Well, if you declare everything Optional, even if it cannot be, then that will happen, yes. But the whole point of Optional is that in practice, very few variables can be null, so it only annoys developers in the few places where it needs to annoy them.

What if you have to declare everything Optional because it can be?

LB_

@CoyneTheDup said:

If p didn't have valid a valid name or address, you've just now created a bogus mailing label.

I don't think we're on the same page. The code you wrote is not valid at all - std::optional is not a proxy type, it's just a container. You still need to first extract the data it might contain. In other words, you have to check it just like you would check a pointer/reference, but unlike pointers/references std::optional has value semantics. It's a wrapper.

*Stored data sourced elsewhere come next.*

Issue #426, opened 2023-08-29
Why memo onInsetChange then pass non-memo'ed style


Noitidart:
I was thinking of making a PR to improve the memoization and adding imperative get API and also addListener API would that be accepted? The imperative and listener API is useful for things like reanimated.

For instance we wrap onInsetChange with useCallback but then pass style that referential changes every render. What is the purpose for memo'ing onInsetChange? 

https://github.com/th3rdwave/react-native-safe-area-context/blob/930f703ca3337f407e2df13d1f4ec8e9ffcdb654/src/SafeAreaContext.tsx#L89

jacobp100:
You could do two PRs for this

Improving memoization would be useful. Also the use of useCallback there is a bit flaky - we should use the callback function for the `setState`s

I'm not too sure how the addListener would work. If you detail that a bit more I can tell you if there will be any issues

But yes - we do review all PRs 😊

Noitidart:
Thanks very much. I'll do two PR proposato start diacussion and will take it in the direction you recommend.

PR #429, opened 2023-08-29
 Proposal of subscription API - useSafeAreaListener

Noitidart:
## Summary

This is the subscription API I was trying to propose over in #426. Please advise if this is acceptable.

## Test Plan

Currently a proposal, so no tests.

### DIFF
--- a/src/SafeAreaContext.tsx
+++ b/src/SafeAreaContext.tsx
@@ -91,9 +91,22 @@ export function SafeAreaProvider({
     [setFrame, setInsets],
   );
 
+  // Add flex to the style if it doesn't have it.
+  const flexedStyle = React.useMemo(() => {
+    const flatStyle = StyleSheet.flatten(style) || {};
+    if ('flex' in flatStyle === false) {
+      return {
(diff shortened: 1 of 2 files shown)


src/SafeAreaContext.tsx
```diff
@@ -38,61 +51,105 @@ export function SafeAreaProvider({
...
+
+        if (didFrameChange || didInsetsChange) {
+          const nextMetrics = {
+            frame: didFrameChange ? nextFrame : frame,
+            insets: didInsetsChange ? nextInsets : insets,
+          };
+
+          latestMetrics.current = nextMetrics;
+
+          listeners.current.forEach((listener) => listener(nextMetrics));
```
jacobp100, line 106: This isn't a safe thing to do from a set state callback

Noitidart:
> I'm still not really getting what the point of this is. What is this enabling?

I understand. I just shared a reply to this here - https://github.com/th3rdwave/react-native-safe-area-context/pull/428#discussion_r1308745040

PR #431, opened 2023-08-31
Refactor style prop in SafeAreaContext component to avoid unnecessary…

zxcodes:
… re-renders.

In the `SafeAreaContext.tsx` component, the `style` prop was passed using array syntax, which created a new array on each render and caused unnecessary re-renders.

To improve performance, the `style` prop has been refactored to use the spread syntax, which merges the component's default styles with the passed styles object more efficiently. This change ensures that the `SafeAreaContext` component maintains its appearance and behavior while reducing the chance of unnecessary re-renders. The new syntax is `style={{...styles.fill, ...style}}`.

### DIFF
--- a/src/SafeAreaContext.tsx
+++ b/src/SafeAreaContext.tsx
@@ -85,7 +85,7 @@ export function SafeAreaProvider({
 
   return (
     <NativeSafeAreaProvider
-      style={[styles.fill, style]}
+      style={{...styles.fill, ...style}}
       onInsetsChange={onInsetsChange}
       {...others}
     >


jacobp100:
We incidentally have a PR that's doing a similar thing

https://github.com/th3rdwave/react-native-safe-area-context/pull/427/files#diff-7798046c2c2d997663d18e875691ec66f4657a5e2467201b1d76ae1b530a0073R93

This avoids creating an array in the case you don't pass in a style. Since this PR also has some other optimisations, we'll go in that direction

Thanks for the PR anyway 😊

PR #446, opened 2023-10-23
chore: resolve ViewProps type import

jaredspeters:
## Summary

`SafeAreaContext.ts` contains an import for `ViewProps` that does not meet the TypeScript v5 `verbatimModuleSyntax` rule. It is now imported as `type`.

http://en.cppreference.com/w/cpp/experimental/optional

Gąska

@blakeyrat said:

Except I didn't do that.

Yeah, you totally didn't say "me or C#".

Gąska

@MathNerdCNU said:

I did not mean to suggest the idea is bad, just in the case of Java I didn't see any benefit to the code I'd have to write using Optional<T>.

34. Make your own Optional<T>.
56. ???
78. Profit.

@MathNerdCNU said:

Having a compiler yell at you won't magically fix a large class of errors.

It will solve the entire "I forgot to null check" class of errors. "Forgot" is the key word here.

@MathNerdCNU said:

If anything I just see a whole new rebirth of On Error Resume Next because Copy-Pasting a template for dealing with Null/Nothing/Nil/None being much less resistance than actually fucking thinking for a large portion of developers.

It won't make idiot developers' code any better, but it will make actual programmers' code better.

asdf

@CoyneTheDup said:

What if you have to declare everything Optional because it can be?

I think you're starting to invent stuff here to prove your point that Optional doesn't make sense. Sure, there are systems out there that have to deal with such cases, but in 80% of the applications out there 90% of the pointers are not nullable. Making that explicit helps programmers do the right thing.